**What you will do:**
Extract from the listing each line in which the word "standard" appears.

**Data provided:**

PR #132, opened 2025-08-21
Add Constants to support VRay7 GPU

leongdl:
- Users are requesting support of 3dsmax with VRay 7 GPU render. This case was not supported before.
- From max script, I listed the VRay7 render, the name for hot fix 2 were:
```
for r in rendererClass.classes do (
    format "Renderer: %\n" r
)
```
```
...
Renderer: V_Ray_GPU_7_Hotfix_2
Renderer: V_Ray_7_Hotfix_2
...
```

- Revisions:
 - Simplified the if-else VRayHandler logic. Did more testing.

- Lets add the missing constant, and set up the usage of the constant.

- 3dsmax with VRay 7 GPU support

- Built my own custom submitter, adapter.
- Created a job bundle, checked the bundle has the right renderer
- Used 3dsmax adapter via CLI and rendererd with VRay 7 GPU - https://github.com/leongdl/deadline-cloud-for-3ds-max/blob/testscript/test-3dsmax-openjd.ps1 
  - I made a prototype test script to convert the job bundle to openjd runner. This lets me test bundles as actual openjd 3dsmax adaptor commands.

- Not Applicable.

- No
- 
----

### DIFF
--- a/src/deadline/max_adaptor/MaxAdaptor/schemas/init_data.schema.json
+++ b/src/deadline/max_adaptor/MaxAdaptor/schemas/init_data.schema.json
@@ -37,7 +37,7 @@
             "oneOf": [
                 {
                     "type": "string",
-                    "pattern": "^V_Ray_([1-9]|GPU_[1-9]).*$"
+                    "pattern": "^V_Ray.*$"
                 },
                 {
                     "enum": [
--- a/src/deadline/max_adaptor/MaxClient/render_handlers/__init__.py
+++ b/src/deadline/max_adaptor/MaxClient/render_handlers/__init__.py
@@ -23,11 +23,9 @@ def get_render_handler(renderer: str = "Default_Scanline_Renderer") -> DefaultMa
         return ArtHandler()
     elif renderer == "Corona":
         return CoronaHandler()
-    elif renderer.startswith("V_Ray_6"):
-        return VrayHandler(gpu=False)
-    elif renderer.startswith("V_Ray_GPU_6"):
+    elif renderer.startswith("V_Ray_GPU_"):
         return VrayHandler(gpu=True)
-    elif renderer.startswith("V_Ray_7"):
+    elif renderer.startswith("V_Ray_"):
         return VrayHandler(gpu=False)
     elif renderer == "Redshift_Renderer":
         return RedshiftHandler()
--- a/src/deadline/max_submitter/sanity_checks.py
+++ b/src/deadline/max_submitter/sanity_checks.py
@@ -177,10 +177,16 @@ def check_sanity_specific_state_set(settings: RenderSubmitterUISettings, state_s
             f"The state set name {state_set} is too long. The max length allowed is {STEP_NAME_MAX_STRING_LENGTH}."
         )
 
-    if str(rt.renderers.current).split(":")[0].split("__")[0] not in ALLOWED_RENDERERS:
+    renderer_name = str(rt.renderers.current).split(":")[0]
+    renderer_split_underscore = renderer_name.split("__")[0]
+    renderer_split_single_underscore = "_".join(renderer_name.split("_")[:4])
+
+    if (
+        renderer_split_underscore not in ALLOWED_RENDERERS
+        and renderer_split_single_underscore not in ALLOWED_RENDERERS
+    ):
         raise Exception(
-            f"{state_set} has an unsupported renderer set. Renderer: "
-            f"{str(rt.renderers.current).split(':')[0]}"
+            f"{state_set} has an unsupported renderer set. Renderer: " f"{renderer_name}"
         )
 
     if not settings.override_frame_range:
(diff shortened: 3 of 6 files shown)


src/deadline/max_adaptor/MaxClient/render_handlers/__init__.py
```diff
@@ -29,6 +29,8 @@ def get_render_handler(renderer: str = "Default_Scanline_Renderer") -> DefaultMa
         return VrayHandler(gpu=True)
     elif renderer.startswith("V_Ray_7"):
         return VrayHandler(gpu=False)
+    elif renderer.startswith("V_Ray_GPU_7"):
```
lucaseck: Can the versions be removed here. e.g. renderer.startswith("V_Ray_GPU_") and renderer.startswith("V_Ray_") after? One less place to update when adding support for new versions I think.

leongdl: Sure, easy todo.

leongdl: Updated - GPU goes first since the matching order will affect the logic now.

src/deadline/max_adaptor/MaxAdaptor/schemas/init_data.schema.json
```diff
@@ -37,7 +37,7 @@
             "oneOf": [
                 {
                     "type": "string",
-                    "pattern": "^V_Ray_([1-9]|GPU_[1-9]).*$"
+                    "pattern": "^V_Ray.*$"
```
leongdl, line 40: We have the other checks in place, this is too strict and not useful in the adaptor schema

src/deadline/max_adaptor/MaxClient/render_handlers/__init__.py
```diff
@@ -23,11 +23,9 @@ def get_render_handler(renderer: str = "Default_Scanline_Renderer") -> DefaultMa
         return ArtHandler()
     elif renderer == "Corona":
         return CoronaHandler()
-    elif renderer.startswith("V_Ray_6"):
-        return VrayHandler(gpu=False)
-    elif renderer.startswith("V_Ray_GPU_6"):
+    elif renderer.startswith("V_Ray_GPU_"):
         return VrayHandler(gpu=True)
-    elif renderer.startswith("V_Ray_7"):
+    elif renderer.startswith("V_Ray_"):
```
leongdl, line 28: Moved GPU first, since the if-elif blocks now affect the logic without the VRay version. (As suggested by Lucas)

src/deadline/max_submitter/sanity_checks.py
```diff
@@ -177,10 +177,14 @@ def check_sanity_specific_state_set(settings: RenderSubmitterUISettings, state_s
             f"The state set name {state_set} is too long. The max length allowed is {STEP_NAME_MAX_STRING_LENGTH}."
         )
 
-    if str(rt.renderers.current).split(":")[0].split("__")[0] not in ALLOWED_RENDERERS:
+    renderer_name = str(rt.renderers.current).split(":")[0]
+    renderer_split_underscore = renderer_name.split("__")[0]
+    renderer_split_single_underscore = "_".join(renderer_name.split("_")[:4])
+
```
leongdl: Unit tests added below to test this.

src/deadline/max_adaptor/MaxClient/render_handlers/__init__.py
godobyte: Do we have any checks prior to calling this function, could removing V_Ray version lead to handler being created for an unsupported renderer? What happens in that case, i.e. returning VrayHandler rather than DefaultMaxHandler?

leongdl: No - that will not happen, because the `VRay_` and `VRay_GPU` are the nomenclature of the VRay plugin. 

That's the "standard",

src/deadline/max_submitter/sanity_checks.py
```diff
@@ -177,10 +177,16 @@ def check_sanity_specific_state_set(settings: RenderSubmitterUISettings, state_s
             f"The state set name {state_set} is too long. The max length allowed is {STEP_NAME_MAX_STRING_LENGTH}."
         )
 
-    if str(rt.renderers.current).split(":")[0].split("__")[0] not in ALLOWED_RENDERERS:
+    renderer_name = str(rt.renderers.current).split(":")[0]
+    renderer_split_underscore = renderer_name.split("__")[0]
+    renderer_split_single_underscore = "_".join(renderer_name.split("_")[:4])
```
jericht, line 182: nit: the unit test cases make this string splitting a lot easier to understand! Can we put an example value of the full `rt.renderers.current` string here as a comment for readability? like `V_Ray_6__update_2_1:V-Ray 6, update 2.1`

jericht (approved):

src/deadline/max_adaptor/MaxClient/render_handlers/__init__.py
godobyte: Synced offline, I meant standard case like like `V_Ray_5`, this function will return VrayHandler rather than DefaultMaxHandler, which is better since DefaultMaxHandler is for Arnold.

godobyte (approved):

**Solved problem:**
That's the "standard",
godobyte: Synced offline, I meant standard case like like `V_Ray_5`, this function will return VrayHandler rather than DefaultMaxHandler, which is better since DefaultMaxHandler is for Arnold.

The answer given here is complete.